Ладонью постоянно отряхиваю пальто от невидимой пыли. Дышать сложно, Гаранин постоянно смотрит на меня в зеркало, и взгляд его заливается в легкие как бетон.
– Что? – не выдерживаю этой гнетущей тишины и спрашиваю чуть с вызовом.
Дмитрий молчит. Замечаю, как желваки ходят ходуном, он так напрягает скулы, что они кажутся острыми. Того и гляди можно пораниться. Губы сцеплены намертво в тонкую, слепую линию. А глаза… смотреть в них боюсь.
Дима включает правый поворотник и, грубо подрезая кого-то, коряво паркуется вдоль дороги. Мимо проносятся машины и сигналят, слышится мат из открытого окна.
Кажется, что время остановилось. Пальцы потряхивает, я перестаю их чувствовать.
– Что это значит? – тихо спрашиваю.
– Что именно?
Тон спокойный, ровный, чтоб его. Не могу взять себя в руки, меня колотит как после перенесенного стресса, когда находишься на грани: то ли плакать, то ли смеяться.
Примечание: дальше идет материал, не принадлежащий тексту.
PR #142, opened 2017-12-27
clear mutations in hollow incremental producer between states

rpalcolea:
Hi @toolbear @dkoszewnik 

We found that the mutations map in the hollow inc producer was eating up memory. Since `mutations` is shared between states if you only create one instance of `HollowIncrementalProducer`, you keep all the `mutations` over time and carrying over references to objects from previous cycles, growing memory exponentially. I'm not a garbage collector expert but, do you think this could be causing java to avoid collecting old instances from previous cycles? Since you keep the reference in the `mutations` map, java thinks that they are in use so it doesn't collect them.

As a workaround, we created an instance of `HollowIncrementalProducer` on every cycle but we thought that it would be nice to just cleanup the mutations at the end of `populate` because you still keep several `HollowIncrementalProducer` instances for a while. 

Please let me know your thoughts

### DIFF
--- a/hollow/src/main/java/com/netflix/hollow/api/producer/HollowIncrementalProducer.java
+++ b/hollow/src/main/java/com/netflix/hollow/api/producer/HollowIncrementalProducer.java
@@ -81,9 +81,7 @@ public class HollowIncrementalProducer {
         this.mutations.clear();
     }
 
-    protected ConcurrentHashMap<RecordPrimaryKey, Object> getMutations() {
-        return this.mutations;
-    }
+    public boolean hasMutations() { return this.mutations.size() > 0; }
 
     public long runCycle() {
         return producer.runCycle(new Populator() {
--- a/hollow/src/main/java/com/netflix/hollow/api/producer/HollowIncrementalProducer.java
+++ b/hollow/src/main/java/com/netflix/hollow/api/producer/HollowIncrementalProducer.java
@@ -77,11 +77,11 @@ public class HollowIncrementalProducer {
         mutations.put(key, DELETE_RECORD);
     }
 
-    public void clearMutations() {
+    public void clearChanges() {
         this.mutations.clear();
     }
 
-    public boolean hasMutations() { return this.mutations.size() > 0; }
+    public boolean hasChanges() { return this.mutations.size() > 0; }
 
     public long runCycle() {
         return producer.runCycle(new Populator() {
@@ -89,7 +89,7 @@ public class HollowIncrementalProducer {
                 newState.getStateEngine().addAllObjectsFromPreviousCycle();
                 removeRecords(newState);
                 addRecords(newState);
-                clearMutations();
+                clearChanges();
             }
 
             private void removeRecords(WriteState newState) {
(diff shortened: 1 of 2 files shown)


hollow/src/main/java/com/netflix/hollow/api/producer/HollowIncrementalProducer.java
```diff
@@ -76,13 +76,22 @@ public void delete(Object obj) {
     public void delete(RecordPrimaryKey key) {
         mutations.put(key, DELETE_RECORD);
     }
-    
+
+    public void clearMutations() {
```
ghost: I like that this is public. A user might decide to abandon a set of mutations previously queued up. This allows them to do that without having to discard the producer to gain that effect.

hollow/src/main/java/com/netflix/hollow/api/producer/HollowIncrementalProducer.java
```diff
@@ -76,13 +76,22 @@ public void delete(Object obj) {
...
+        this.mutations.clear();
+    }
+
+    protected ConcurrentHashMap<RecordPrimaryKey, Object> getMutations() {
```
ghost: I dislike methods that exist just for unit testing. I don't have an alternative suggestion that I like that much more, however.

What about replacing this with a public `boolean hasMutations()` method? I don't think we lose much by changing the unit test from asserting that size == 8 versus just asserting that it's non-empty.

It seems plausible that a `hasMutations()` method might be useful to users. For instance, if you choose to run a cycle on a cadence you could skip cycles for which there haven't been changes (as opposed to running a cycle that ostensibly won't produce a new data state).

ghost (changes requested):
I like. A few specific suggestions.

Also, I wonder if `clearChanges()` (and `hasChanges`) might serve as good names for the public API. I don't feel strongly either way, though.

hollow/src/main/java/com/netflix/hollow/api/producer/HollowIncrementalProducer.java
rpalcolea: 👍

hollow/src/main/java/com/netflix/hollow/api/producer/HollowIncrementalProducer.java
rpalcolea: Agree, I wasn't very comfortable with adding a method just for testing. Your suggestion is great, added the `hasMutations` as public also so it could be useful for users as you mentioned.

Also decided to do 

```
    public boolean hasMutations() { return this.mutations.size() > 0; }
```

instead of 

```
    public boolean hasMutations() { return !this.mutations.isEmpty(); }
```

I'm not a big fan of doing a negative condition... wish Java had `isNotEmpty` like Kotlin or other languages 👎 

Let me know your thoughts

rpalcolea: @toolbear ^^

rpalcolea:
Also your suggestion around `changes` instead of `mutations` is very good, cleaner for the public API!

– Зачем мы остановились посередине шоссе? Здесь даже знак стоит, – указываю на синий перечеркнутый круг перед авто.
Дима достает из бардачка сигареты, губами вытягивает одну. Жест, который вызывает во мне тонну ощущений. Они странные, пугающие, горячие. Свожу колени вместе до нудной боли. И еще плотнее запахиваюсь. Плотнее просто некуда.
Гаранин прикуривает прямо в машине, приоткрыв свое окно лишь на крохотную щель.
Салон наполняется сизым дымом и горечью никотина, которая оседает во рту, в носу, вызывая приступ тошноты. Горло сковывает спазм, потому что хочу попросить его потушить сигарету, но до безумия боюсь. Почему? Ответа нет.
– Дима?
– Он тебя обидел?
Спрашиваем одновременно. Взгляды пересекаются, и… я не выдерживаю и плачу. Господи, рыдаю перед незнакомым мне, взрослым мужчиной.
– Блядь, – грубо произносит и выходит из салона.
Из окна наблюдаю, как он делает две глубокие затяжки – как только голова от таких не закружилась – и садится со мной рядом, на заднее сиденье.
Воздух становится тугим и вязким, а тяжелая аура как пар: ошпаривает и не дает сделать вдоха.
Прикрываю глаза и только чувствую, как Гаранин касается моего лица. Ладонями фиксирует в немой просьбе смотреть ему в глаза. Он просит невозможное.
От подушечек пальцев на его руках покалывает. Мне приятно, и не хочется, чтобы он их убирал. Так тепло сейчас, вмиг согрелась.
– Соня, он обидел тебя? – снова строго спрашивает. В ушах слышу звон и эхо его голоса.
– Нет, – выдавливаю из себя улыбку. Так себе, конечно, получается, – с чего ты взял?
– Разорванная блузка, колготки, слезы. Ты торопилась и вела себя неуверенно. Думаешь, я идиот и ничего этого не замечу?
Господи, стыдно-то как! Он видел мои рваные колготки. Мне сейчас не важно, как высмотрел, главное, что увидел!
Дима все еще держит меня. Наши лица близко, и я постоянно опускаю взгляд на его губы. До чего же он сейчас напряжен.
Так беспокоится за хозяйскую дочку? Что не досмотрел?
– Он меня не обижал.
– Почему ты тогда…такая?
– Не знаю, – кричу ему.
Я и правда не вполне разобралась.
– Испугалась.
Гаранин сощуривает глаза, впиваясь в меня едким взглядом. Чувствую, как он пытается прочитать меня. Словно клетки выскребает.
Дыхание касается моих соленых щек. И единственное, что мне сейчас хочется, это прикрыть глаза и почувствовать его губы на своих. Мне даже начало казаться, что Дима чуть приблизился ко мне.
Жар тела ощутим сквозь слои одежды.
Правая рука, которая жгла мою щеку, медленно сползает вниз. Я чувствую ее горячей след на шее, на затылке, и как он медленно притягивает меня к себе.
Перестаю дышать, чтобы не спугнуть момент. Пальто разошлось в стороны, блузка разорвана и, по сути, я в одном кружевном лифчике перед безопасником.